_WORK REQUIRED_
Pull out of the data below the stretch of lines bounded by the one containing "This procedure also" and the one containing "unlike other metrics", both bounds included, unchanged.

++++++++

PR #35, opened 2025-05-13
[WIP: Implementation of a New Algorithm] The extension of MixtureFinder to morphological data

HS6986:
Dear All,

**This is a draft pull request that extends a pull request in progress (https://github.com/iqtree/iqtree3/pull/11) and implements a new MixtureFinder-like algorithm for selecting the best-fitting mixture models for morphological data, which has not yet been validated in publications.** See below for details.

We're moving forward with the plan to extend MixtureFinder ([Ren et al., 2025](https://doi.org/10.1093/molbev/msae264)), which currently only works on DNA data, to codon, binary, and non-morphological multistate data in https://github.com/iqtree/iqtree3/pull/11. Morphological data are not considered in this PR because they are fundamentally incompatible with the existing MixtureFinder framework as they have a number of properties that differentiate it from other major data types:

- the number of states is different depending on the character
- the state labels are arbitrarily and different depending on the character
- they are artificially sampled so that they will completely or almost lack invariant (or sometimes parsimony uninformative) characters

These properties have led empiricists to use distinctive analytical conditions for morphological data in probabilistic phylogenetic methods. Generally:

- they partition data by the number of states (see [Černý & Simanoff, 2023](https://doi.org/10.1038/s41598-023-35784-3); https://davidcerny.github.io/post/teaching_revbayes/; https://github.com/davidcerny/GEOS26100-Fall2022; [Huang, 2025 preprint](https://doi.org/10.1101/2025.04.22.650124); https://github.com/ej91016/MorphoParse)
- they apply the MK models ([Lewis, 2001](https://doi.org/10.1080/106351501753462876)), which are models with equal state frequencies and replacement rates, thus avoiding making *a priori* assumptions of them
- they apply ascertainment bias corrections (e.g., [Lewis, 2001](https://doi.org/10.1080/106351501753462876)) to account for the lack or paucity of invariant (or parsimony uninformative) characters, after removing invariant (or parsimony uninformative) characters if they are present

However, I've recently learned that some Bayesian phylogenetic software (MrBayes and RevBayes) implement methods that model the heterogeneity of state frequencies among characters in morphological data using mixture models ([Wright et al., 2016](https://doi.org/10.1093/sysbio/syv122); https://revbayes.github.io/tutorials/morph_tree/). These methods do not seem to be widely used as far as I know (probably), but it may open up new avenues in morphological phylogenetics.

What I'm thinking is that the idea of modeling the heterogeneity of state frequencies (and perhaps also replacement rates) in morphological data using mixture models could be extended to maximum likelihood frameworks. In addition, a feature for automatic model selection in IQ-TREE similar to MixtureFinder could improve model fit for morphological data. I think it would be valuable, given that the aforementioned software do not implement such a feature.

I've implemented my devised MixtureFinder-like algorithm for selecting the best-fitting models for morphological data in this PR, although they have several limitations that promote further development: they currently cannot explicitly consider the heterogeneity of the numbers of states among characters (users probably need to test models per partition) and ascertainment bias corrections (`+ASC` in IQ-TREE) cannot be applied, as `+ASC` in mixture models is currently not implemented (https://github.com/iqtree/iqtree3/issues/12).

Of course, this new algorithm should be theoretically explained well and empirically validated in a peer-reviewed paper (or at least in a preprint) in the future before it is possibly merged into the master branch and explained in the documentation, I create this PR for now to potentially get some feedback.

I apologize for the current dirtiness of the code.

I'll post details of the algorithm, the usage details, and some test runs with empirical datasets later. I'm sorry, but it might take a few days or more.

++++++++

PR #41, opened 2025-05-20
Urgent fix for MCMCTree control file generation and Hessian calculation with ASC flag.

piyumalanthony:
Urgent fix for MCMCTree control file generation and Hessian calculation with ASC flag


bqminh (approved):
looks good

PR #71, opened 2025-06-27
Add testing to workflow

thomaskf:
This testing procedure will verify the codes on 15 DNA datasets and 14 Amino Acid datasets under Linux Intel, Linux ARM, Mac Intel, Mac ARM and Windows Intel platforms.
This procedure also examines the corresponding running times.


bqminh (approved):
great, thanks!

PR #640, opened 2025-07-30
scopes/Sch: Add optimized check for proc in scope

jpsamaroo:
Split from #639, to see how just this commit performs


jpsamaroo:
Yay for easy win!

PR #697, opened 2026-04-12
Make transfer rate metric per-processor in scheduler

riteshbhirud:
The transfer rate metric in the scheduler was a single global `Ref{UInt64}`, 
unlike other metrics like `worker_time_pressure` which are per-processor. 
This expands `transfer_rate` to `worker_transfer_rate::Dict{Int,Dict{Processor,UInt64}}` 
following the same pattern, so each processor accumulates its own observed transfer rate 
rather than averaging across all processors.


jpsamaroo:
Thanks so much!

++++++++

_EXERCISE OUTPUT_
This procedure also examines the corresponding running times.


bqminh (approved):
great, thanks!

PR #640, opened 2025-07-30
scopes/Sch: Add optimized check for proc in scope

jpsamaroo:
Split from #639, to see how just this commit performs


jpsamaroo:
Yay for easy win!

PR #697, opened 2026-04-12
Make transfer rate metric per-processor in scheduler

riteshbhirud:
The transfer rate metric in the scheduler was a single global `Ref{UInt64}`, 
unlike other metrics like `worker_time_pressure` which are per-processor. 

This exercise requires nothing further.